Надя теперь не сказала «Спасибо, Иван Васильевич», а начала охотно, как каждая молодая мать, рассказывать о дочке: что она уже смеется и многих узнает — Рощиху, фельдшера, Шугановича, любит, когда Ефим Львович выносит ее из землянки, сосны удивленно разглядывает. И еще много всяких мелочей. Но я плохо слушал. Вдруг обожгла мысль, что фельдшер или еще кто-нибудь не только будет нянчить ребенка, но может приголубить и мать. Семьдесят мужчин вокруг. И я восстал против этой мысли. Меня в самом деле точно обожгло. Что это? Мгновенная любовь и ревность? Или тщеславие? Какое? Мужское? Командирское?

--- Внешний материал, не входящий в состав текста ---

PR #2353, opened 2025-07-09
Adding DICOM reading failure question to FAQ.

zivy:
Added question dealing with failure to read DICOM file. Point to relevant tools for debugging and a possible solution by building SimpleITK locally and including the DCMTK IO module.

### DIFF
--- a/docs/source/faq.rst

«Вождю племени — лучший конь и лучшая женщина».
Нет, никогда я не был таким «вождем племени». Я мог погорячиться, мог наломать дров, но никогда не преступал партийных норм и человеческих законов. Да, могло быть тщеславие — и мужское, и командирское. Однако, безусловно, появилось тогда что-то, что сильнее воли, сильнее разума. Когда Надя сняла банки, и я перевернулся на спину, она наклонилась поправить подушку. Я взял ее руки и прижал к своим горячим щекам. Она сказала:
«Не надо, Иван Васильевич», — но рук не отняла.
Я поцеловал загрубевшие от работы пальцы. Тогда она вспыхнула, растерялась. Губы задрожали, глаза налились слезами. Я отпустил ее руки. Надя поскорей ушла. Потом призналась, что никто до этого не целовал ей руки. Я провел бессонную ночь. Вася Шуганович тоже не спал, храпел один Будыка. Вася спросил:
«Не спится. Иван Васильевич?»
«За день выспался. Больше недели отлеживаюсь. А ты почему не спишь?»
«Умирают в Загонье дети. Что делать?»